Collected data entries:
[Start of section]

PR #1341, opened 2022-03-27
internal/resource: enable DualStack for S3 connections

### LINKED ISSUE #1340: Use dual-stack endpoints for S3 connections
# Feature Request #

## Environment ##

EC2, IPv6 native/only subnet. -> https://aws.amazon.com/de/blogs/networking-and-content-delivery/introducing-ipv6-only-subnets-and-ec2-instances/

## Desired Feature ##

Amazon introduce IPv6 only network, which results hosts are able to reach only IPv6 endpoints.

By default, S3 endpoints does not have an IPv6 endpoint. A client side opt-in is needed to enable dual-stack endpoints for Amazon S3.

https://docs.aws.amazon.com/AmazonS3/latest/userguide/dual-stack-endpoints.html

jkroepke:
DualStack endpoints allows IPv6 connections to AWS S3 buckets. This is need for IPv6 native subnets.

Fixes #1340

### DIFF
--- a/internal/resource/url.go
+++ b/internal/resource/url.go
@@ -464,7 +464,7 @@ func (f *Fetcher) fetchFromS3WithCreds(ctx context.Context, dest s3target, input
 		return err
 	}
 
-	awsConfig := aws.NewConfig().WithHTTPClient(httpClient)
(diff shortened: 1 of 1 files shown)


bgilbert (approved):
Thanks!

[End of section]

— Work instruction —
Exactly as they stand in the records above, print the lines from the one containing "## Desired Feature ##" through the final line, inclusive.

— Solution to this problem —
## Desired Feature ##

Amazon introduce IPv6 only network, which results hosts are able to reach only IPv6 endpoints.

By default, S3 endpoints does not have an IPv6 endpoint. A client side opt-in is needed to enable dual-stack endpoints for Amazon S3.

https://docs.aws.amazon.com/AmazonS3/latest/userguide/dual-stack-endpoints.html

jkroepke:
DualStack endpoints allows IPv6 connections to AWS S3 buckets. This is need for IPv6 native subnets.

Fixes #1340

### DIFF
--- a/internal/resource/url.go
+++ b/internal/resource/url.go
@@ -464,7 +464,7 @@ func (f *Fetcher) fetchFromS3WithCreds(ctx context.Context, dest s3target, input
 		return err
 	}
 
-	awsConfig := aws.NewConfig().WithHTTPClient(httpClient)
(diff shortened: 1 of 1 files shown)


bgilbert (approved):
Thanks!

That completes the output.